SUPPLIED DATA:

PR #455, opened 2021-04-21
Reset command

brianolson:
## Summary

Productionize resetting the database. A 'reset' deletes all accounting and derived data while retaining original block_header and txn data (faster than re-loading block by block from the archival algod). When Indexer is again started as a daemon it would re-calculate all accounting from round 0 up to the latest block.

Alternative implementation vs #338 . This version drops tables and waits for them to be re-created at db .init() time.

## Test Plan


winder (dismissed):
LGTM

cmd/algorand-indexer/main.go
```diff
@@ -78,13 +78,18 @@ var (
 	cpuProfile     string
 	pidFilePath    string
 	db             idb.IndexerDb
```
tolikzinovyev, line 80: Why do `db` and `dbOpts` need to be global variables?

cmd/algorand-indexer/reset.go
```diff
@@ -0,0 +1,90 @@
...
+		if err != nil {
+			fmt.Fprintf(os.Stderr, "failed to configure logger: %v", err)
+			os.Exit(1)
+		}
+		opts := idb.IndexerDbOptions{NoMigrate: true}
+		db := globalIndexerDb(&opts)
+		timeout := time.Now().Add(5 * time.Second)
+		health, err := db.Health()
+		maybeFail(err, "could not get db health, %v", err)
+		for health.IsMigrating || !health.DBAvailable {
```
tolikzinovyev, line 37: I think we should just exit.

idb/postgres/reset_sql.go
```diff
@@ -0,0 +1,12 @@
+// Code generated from source reset.sql via go generate. DO NOT EDIT.
+
+package postgres
+
+const reset_sql = `DROP TABLE IF EXISTS account;
```
tolikzinovyev, line 5: I think there is a discrepancy here. We don't drop `txn_participation` table, but we do drop `metastate`. However, one of Will's recent migrations fixes `txn_participation`. So, if I were to run the reset function, `txn_participation` will never be fixed. I think the proper solution is to generate `txn_participation` during accounting phase instead of block import. @winder any thoughts?

tolikzinovyev:
This version is much simpler!

cmd/algorand-indexer/main.go
brianolson: yeah, `globalIndexerDb()` didn't turn out to be used in the pattern I first imagined, it is now `indexerDbFromFlags()` and fits better.

idb/postgres/reset_sql.go
brianolson: Aside from that bug, `txn_participation` isn't accounting, it's written at block load time and then we're done with it. `reset` is about re-doing everything that gets lumped into the 'accounting' pass.

winder: Stuff like this is why we should never document this command. In my opinion this is a development tool.

tolikzinovyev: @winder if you are fine with it, I'm also fine

cmd/algorand-indexer/reset.go
```diff
@@ -0,0 +1,91 @@
...
+)
+
+var (
+	andRebuild bool
+)
+
+var resetCmd = &cobra.Command{
+	Use:   "reset",
+	Short: "run indexer reset",
+	Long:  "run indexer reset. Serve api on HTTP.",
```
tolikzinovyev, line 23: could you maybe add that this is a developer's tool only?

tolikzinovyev (commented):
Looks good overall. However, is it really necessary to sleep after opening a database? I would really prefer to remove that logic.

cmd/algorand-indexer/reset.go
brianolson: This was partly copy-paste-o from the daemon command. Long text is now explanatory and cautionary.

winder (approved):
LGTM

PR #464, opened 2021-04-26
Fix conflict between initial import refactoring and reset command.

winder:
## Summary

The PRs we merged today had a conflict.


egieseke (approved):
Looks good.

HOW TO COMPLETE THIS TASK:
Output the listing once more. Leave each word as it stands.

EXPECTED OUTPUT:
PR #455, opened 2021-04-21
Reset command

brianolson:
## Summary

Productionize resetting the database. A 'reset' deletes all accounting and derived data while retaining original block_header and txn data (faster than re-loading block by block from the archival algod). When Indexer is again started as a daemon it would re-calculate all accounting from round 0 up to the latest block.

Alternative implementation vs #338 . This version drops tables and waits for them to be re-created at db .init() time.

## Test Plan


winder (dismissed):
LGTM

cmd/algorand-indexer/main.go
```diff
@@ -78,13 +78,18 @@ var (
 	cpuProfile     string
 	pidFilePath    string
 	db             idb.IndexerDb
```
tolikzinovyev, line 80: Why do `db` and `dbOpts` need to be global variables?

cmd/algorand-indexer/reset.go
```diff
@@ -0,0 +1,90 @@
...
+		if err != nil {
+			fmt.Fprintf(os.Stderr, "failed to configure logger: %v", err)
+			os.Exit(1)
+		}
+		opts := idb.IndexerDbOptions{NoMigrate: true}
+		db := globalIndexerDb(&opts)
+		timeout := time.Now().Add(5 * time.Second)
+		health, err := db.Health()
+		maybeFail(err, "could not get db health, %v", err)
+		for health.IsMigrating || !health.DBAvailable {
```
tolikzinovyev, line 37: I think we should just exit.

idb/postgres/reset_sql.go
```diff
@@ -0,0 +1,12 @@
+// Code generated from source reset.sql via go generate. DO NOT EDIT.
+
+package postgres
+
+const reset_sql = `DROP TABLE IF EXISTS account;
```
tolikzinovyev, line 5: I think there is a discrepancy here. We don't drop `txn_participation` table, but we do drop `metastate`. However, one of Will's recent migrations fixes `txn_participation`. So, if I were to run the reset function, `txn_participation` will never be fixed. I think the proper solution is to generate `txn_participation` during accounting phase instead of block import. @winder any thoughts?

tolikzinovyev:
This version is much simpler!

cmd/algorand-indexer/main.go
brianolson: yeah, `globalIndexerDb()` didn't turn out to be used in the pattern I first imagined, it is now `indexerDbFromFlags()` and fits better.

idb/postgres/reset_sql.go
brianolson: Aside from that bug, `txn_participation` isn't accounting, it's written at block load time and then we're done with it. `reset` is about re-doing everything that gets lumped into the 'accounting' pass.

winder: Stuff like this is why we should never document this command. In my opinion this is a development tool.

tolikzinovyev: @winder if you are fine with it, I'm also fine

cmd/algorand-indexer/reset.go
```diff
@@ -0,0 +1,91 @@
...
+)
+
+var (
+	andRebuild bool
+)
+
+var resetCmd = &cobra.Command{
+	Use:   "reset",
+	Short: "run indexer reset",
+	Long:  "run indexer reset. Serve api on HTTP.",
```
tolikzinovyev, line 23: could you maybe add that this is a developer's tool only?

tolikzinovyev (commented):
Looks good overall. However, is it really necessary to sleep after opening a database? I would really prefer to remove that logic.

cmd/algorand-indexer/reset.go
brianolson: This was partly copy-paste-o from the daemon command. Long text is now explanatory and cautionary.

winder (approved):
LGTM

PR #464, opened 2021-04-26
Fix conflict between initial import refactoring and reset command.

winder:
## Summary

The PRs we merged today had a conflict.


egieseke (approved):
Looks good.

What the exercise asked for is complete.